Task to complete: Within the material below, find each line bearing the word "preference" and present it.

Source data:
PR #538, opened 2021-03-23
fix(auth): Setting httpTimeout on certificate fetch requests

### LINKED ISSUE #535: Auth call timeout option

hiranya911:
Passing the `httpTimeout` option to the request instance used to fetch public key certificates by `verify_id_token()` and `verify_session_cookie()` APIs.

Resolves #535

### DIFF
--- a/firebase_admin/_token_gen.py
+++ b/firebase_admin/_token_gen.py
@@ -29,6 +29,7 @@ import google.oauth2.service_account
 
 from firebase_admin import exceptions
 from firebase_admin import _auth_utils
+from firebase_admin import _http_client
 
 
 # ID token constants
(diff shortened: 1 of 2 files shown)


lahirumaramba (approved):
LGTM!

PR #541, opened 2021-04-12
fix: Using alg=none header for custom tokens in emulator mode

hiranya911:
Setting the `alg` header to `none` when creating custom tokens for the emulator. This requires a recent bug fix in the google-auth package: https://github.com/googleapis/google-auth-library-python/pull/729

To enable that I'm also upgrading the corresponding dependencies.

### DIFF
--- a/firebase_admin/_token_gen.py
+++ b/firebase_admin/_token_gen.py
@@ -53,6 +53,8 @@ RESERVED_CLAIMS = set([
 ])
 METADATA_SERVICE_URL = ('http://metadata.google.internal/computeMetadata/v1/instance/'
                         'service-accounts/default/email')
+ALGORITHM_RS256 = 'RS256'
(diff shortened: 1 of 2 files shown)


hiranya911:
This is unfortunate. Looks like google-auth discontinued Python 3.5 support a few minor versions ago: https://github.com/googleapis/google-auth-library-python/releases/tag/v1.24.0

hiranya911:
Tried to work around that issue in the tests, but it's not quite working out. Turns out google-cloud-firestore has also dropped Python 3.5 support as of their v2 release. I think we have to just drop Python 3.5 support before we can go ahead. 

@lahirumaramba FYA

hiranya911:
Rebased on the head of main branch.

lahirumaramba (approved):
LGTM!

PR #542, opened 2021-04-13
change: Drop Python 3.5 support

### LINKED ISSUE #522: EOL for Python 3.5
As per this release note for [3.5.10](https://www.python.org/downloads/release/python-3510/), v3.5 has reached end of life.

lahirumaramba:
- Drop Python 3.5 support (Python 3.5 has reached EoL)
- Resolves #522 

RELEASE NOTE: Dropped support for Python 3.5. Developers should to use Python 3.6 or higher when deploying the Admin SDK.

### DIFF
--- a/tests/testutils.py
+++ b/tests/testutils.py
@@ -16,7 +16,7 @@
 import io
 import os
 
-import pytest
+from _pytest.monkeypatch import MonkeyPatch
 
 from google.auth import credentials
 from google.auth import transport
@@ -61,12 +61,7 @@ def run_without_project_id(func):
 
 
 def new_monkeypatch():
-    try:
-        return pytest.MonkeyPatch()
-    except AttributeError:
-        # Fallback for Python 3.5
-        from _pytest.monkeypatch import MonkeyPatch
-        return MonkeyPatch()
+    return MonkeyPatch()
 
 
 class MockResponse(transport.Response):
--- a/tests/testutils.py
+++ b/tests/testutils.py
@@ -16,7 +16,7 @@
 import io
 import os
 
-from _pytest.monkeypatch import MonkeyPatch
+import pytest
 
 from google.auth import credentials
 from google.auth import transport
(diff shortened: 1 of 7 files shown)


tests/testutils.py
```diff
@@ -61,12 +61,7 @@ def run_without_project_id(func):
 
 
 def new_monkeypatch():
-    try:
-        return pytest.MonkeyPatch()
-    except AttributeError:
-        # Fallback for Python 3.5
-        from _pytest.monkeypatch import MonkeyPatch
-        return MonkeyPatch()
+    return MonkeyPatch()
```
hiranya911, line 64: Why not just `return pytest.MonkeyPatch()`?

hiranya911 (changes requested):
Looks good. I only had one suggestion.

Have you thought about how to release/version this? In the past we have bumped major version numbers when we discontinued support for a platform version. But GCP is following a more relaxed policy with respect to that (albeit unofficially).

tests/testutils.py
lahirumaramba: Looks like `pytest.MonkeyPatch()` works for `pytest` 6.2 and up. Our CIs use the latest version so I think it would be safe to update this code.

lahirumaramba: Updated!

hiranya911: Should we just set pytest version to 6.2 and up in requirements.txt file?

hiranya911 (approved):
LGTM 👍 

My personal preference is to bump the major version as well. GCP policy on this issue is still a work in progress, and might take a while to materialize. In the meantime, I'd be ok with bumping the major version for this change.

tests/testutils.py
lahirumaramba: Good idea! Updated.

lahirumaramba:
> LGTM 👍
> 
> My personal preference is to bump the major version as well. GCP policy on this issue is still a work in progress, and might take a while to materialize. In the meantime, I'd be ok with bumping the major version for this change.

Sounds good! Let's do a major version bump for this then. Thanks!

Reply to the task:
My personal preference is to bump the major version as well. GCP policy on this issue is still a work in progress, and might take a while to materialize. In the meantime, I'd be ok with bumping the major version for this change.
> My personal preference is to bump the major version as well. GCP policy on this issue is still a work in progress, and might take a while to materialize. In the meantime, I'd be ok with bumping the major version for this change.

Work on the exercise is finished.